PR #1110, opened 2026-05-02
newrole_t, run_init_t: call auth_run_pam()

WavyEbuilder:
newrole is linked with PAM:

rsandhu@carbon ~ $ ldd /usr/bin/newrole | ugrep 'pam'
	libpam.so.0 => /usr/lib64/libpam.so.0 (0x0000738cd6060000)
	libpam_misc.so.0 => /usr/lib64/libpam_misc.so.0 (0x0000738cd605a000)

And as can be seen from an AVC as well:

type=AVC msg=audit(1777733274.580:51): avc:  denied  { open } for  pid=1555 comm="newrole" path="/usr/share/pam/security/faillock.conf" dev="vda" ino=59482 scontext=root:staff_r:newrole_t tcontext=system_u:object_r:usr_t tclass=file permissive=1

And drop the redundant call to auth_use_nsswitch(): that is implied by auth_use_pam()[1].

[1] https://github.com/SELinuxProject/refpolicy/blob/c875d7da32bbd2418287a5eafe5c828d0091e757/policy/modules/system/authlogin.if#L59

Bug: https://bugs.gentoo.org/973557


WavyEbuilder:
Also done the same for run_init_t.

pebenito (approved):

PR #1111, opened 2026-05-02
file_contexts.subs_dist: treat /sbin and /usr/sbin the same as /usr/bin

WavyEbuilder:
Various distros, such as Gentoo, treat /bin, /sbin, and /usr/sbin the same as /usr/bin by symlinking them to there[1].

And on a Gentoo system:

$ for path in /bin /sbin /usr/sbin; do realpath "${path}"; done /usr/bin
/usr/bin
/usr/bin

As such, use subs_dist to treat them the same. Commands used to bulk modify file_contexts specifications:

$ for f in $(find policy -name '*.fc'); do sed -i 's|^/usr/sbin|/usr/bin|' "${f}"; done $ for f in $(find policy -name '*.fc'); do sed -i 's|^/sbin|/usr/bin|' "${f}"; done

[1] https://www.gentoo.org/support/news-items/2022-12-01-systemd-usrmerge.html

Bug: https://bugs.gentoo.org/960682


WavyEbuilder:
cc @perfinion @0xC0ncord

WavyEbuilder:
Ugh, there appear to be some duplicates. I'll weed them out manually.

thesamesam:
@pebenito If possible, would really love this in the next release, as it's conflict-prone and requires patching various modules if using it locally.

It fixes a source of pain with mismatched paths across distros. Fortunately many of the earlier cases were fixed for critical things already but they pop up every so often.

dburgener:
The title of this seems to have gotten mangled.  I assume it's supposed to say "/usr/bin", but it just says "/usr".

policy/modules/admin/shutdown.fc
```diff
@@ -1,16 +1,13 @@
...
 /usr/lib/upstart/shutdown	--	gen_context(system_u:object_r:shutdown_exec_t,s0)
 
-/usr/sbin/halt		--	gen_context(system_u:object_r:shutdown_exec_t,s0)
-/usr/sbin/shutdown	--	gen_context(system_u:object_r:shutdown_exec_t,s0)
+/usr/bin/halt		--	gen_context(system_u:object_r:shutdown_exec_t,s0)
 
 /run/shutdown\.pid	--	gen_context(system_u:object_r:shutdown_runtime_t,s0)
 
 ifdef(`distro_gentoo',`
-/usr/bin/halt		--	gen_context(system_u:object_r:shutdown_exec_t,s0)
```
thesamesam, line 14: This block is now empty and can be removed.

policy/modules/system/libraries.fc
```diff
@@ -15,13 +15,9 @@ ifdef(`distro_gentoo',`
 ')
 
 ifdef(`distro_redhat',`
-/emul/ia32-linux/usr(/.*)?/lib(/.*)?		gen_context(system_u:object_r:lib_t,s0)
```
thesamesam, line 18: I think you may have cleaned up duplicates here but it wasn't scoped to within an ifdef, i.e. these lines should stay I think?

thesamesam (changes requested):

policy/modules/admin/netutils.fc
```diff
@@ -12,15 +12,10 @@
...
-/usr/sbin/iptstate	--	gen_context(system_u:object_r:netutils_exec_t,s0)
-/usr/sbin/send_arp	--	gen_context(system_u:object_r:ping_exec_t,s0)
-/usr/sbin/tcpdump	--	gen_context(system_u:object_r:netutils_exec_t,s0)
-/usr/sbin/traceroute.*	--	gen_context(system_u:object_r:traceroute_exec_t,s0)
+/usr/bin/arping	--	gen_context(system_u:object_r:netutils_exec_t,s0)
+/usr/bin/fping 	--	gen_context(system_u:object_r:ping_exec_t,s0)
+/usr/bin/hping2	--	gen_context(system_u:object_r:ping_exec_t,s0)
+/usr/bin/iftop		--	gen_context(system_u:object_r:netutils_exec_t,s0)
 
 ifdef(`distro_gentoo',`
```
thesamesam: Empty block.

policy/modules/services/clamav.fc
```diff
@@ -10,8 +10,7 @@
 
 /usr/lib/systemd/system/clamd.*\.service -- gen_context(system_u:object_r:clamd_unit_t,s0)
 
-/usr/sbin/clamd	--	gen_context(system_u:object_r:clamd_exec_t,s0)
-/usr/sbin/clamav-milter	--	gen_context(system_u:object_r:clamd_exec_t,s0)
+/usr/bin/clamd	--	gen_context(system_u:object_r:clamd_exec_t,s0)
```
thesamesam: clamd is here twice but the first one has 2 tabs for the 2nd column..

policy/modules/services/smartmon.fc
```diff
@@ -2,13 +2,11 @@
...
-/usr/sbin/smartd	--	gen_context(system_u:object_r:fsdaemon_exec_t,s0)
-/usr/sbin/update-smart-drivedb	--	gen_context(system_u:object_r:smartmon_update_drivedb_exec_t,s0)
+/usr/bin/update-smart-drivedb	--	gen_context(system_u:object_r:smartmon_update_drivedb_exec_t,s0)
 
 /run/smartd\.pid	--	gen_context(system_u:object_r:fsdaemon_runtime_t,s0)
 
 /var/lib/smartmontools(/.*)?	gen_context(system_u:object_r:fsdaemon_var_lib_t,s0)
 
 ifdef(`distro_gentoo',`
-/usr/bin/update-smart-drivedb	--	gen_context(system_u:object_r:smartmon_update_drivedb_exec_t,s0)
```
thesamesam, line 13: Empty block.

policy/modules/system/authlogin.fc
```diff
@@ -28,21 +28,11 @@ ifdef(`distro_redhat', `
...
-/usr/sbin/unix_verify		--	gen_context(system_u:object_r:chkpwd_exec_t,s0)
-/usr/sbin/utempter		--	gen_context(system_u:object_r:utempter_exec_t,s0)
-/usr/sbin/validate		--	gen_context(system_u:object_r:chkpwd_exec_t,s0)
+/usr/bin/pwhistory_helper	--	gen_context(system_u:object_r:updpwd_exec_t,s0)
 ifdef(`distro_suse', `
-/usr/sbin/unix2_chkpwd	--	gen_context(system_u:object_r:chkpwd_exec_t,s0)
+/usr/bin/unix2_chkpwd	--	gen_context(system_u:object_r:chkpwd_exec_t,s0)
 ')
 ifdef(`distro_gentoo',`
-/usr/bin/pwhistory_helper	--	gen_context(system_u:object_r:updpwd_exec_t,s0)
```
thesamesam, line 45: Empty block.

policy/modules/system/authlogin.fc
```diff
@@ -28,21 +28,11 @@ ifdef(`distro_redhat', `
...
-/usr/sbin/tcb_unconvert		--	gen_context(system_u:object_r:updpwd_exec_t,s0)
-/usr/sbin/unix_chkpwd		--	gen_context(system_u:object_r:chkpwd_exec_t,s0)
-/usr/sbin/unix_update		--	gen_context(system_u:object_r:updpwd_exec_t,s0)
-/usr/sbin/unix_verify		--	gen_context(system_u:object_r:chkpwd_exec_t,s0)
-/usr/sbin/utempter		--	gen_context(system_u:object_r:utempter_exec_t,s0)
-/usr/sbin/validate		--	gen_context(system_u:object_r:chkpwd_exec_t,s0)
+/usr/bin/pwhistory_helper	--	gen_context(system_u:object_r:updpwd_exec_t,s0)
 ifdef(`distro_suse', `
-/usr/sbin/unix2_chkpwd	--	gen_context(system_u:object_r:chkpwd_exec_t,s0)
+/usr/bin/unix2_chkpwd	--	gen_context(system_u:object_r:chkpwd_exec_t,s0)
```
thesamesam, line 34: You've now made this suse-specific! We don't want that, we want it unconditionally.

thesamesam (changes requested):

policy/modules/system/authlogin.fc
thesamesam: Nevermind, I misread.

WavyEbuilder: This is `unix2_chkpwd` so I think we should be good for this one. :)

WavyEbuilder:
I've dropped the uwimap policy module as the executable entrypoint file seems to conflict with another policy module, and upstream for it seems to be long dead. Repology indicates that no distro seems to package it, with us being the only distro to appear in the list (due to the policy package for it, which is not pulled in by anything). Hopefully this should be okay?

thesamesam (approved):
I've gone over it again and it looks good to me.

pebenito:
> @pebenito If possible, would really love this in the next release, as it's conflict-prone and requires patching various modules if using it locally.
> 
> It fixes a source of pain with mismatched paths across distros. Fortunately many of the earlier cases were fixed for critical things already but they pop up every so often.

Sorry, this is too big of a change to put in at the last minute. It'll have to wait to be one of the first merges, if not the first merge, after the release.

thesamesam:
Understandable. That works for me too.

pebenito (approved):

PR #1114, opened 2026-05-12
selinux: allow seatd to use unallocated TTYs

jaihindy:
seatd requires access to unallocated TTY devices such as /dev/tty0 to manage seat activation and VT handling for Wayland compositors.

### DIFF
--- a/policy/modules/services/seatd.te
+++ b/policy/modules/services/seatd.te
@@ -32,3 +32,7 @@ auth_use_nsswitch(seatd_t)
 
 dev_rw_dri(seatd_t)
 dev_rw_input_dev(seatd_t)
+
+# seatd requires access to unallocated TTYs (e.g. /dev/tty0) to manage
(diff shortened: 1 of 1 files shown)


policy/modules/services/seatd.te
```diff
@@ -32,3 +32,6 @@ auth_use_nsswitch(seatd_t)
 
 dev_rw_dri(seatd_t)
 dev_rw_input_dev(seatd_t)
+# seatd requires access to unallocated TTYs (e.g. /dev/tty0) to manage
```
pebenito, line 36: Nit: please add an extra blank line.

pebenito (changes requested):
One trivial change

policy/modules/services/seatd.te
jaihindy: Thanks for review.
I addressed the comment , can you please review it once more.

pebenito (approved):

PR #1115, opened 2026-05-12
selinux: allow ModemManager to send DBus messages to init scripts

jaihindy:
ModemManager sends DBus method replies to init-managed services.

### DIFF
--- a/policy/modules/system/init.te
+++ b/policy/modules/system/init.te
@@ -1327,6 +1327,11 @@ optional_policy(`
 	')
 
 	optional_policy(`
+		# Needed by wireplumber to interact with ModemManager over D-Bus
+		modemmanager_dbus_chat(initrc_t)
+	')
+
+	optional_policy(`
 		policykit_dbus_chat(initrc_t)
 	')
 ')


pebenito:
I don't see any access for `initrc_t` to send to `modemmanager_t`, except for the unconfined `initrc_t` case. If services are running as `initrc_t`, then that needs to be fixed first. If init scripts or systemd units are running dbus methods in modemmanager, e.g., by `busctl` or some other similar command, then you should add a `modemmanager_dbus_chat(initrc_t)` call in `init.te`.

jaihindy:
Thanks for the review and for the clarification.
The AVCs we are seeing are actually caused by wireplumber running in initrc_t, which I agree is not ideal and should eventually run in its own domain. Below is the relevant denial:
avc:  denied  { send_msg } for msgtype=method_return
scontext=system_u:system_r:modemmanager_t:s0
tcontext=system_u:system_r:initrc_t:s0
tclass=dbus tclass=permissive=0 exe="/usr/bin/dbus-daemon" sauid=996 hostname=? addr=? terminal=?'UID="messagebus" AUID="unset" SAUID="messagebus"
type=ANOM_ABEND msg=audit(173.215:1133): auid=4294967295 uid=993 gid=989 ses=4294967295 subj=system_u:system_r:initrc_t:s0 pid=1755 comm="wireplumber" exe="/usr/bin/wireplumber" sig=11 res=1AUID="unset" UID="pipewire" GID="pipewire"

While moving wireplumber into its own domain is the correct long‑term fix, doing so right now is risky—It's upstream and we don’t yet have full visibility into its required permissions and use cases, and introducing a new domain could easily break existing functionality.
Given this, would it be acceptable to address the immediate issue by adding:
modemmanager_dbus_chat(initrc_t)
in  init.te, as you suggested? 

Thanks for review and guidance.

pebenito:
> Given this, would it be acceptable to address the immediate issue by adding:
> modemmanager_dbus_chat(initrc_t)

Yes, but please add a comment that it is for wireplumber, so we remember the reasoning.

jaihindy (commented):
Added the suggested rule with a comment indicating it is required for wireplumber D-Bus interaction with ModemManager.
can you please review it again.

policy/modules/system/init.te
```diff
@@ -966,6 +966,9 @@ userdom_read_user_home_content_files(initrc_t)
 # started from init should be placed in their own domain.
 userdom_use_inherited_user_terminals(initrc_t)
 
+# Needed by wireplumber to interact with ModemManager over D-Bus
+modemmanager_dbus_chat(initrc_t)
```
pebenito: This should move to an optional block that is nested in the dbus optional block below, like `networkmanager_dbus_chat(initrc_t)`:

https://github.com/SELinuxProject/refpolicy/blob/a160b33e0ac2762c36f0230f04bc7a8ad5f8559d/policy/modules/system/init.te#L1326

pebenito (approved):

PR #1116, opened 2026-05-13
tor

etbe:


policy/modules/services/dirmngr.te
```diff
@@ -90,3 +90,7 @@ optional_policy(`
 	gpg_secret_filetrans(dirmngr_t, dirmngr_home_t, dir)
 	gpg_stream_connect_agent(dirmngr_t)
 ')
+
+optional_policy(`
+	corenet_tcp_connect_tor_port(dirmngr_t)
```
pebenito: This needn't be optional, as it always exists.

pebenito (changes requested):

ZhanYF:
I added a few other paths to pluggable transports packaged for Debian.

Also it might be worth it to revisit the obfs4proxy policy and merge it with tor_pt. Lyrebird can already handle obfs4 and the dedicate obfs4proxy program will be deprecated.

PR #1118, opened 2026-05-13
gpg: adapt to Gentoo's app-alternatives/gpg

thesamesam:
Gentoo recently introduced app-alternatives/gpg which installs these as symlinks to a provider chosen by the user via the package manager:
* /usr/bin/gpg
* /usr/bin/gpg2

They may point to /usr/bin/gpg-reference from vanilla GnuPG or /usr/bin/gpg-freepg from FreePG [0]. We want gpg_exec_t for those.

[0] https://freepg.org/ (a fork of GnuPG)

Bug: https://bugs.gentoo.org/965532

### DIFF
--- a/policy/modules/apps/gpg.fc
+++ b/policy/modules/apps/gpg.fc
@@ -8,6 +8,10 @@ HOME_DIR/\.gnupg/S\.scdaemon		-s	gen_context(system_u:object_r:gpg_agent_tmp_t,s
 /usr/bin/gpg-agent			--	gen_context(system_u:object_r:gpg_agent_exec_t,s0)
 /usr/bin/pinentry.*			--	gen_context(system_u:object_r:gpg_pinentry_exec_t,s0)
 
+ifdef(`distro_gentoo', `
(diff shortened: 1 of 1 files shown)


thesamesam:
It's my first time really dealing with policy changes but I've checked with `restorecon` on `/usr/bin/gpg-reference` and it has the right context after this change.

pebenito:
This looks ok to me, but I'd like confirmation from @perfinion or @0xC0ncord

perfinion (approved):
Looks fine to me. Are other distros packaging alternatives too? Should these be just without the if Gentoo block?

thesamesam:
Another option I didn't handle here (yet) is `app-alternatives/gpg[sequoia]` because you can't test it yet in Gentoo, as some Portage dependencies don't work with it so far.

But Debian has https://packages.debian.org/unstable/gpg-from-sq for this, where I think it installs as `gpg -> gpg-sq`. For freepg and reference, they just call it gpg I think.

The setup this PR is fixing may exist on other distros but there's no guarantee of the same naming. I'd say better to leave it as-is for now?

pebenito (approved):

####################

* [WHAT THE TASK ASKS]:
Wherever the word "across" appears in a line of the data, copy that line.

* [ANSWER FOR THE TASK]:
It fixes a source of pain with mismatched paths across distros. Fortunately many of the earlier cases were fixed for critical things already but they pop up every so often.
> It fixes a source of pain with mismatched paths across distros. Fortunately many of the earlier cases were fixed for critical things already but they pop up every so often.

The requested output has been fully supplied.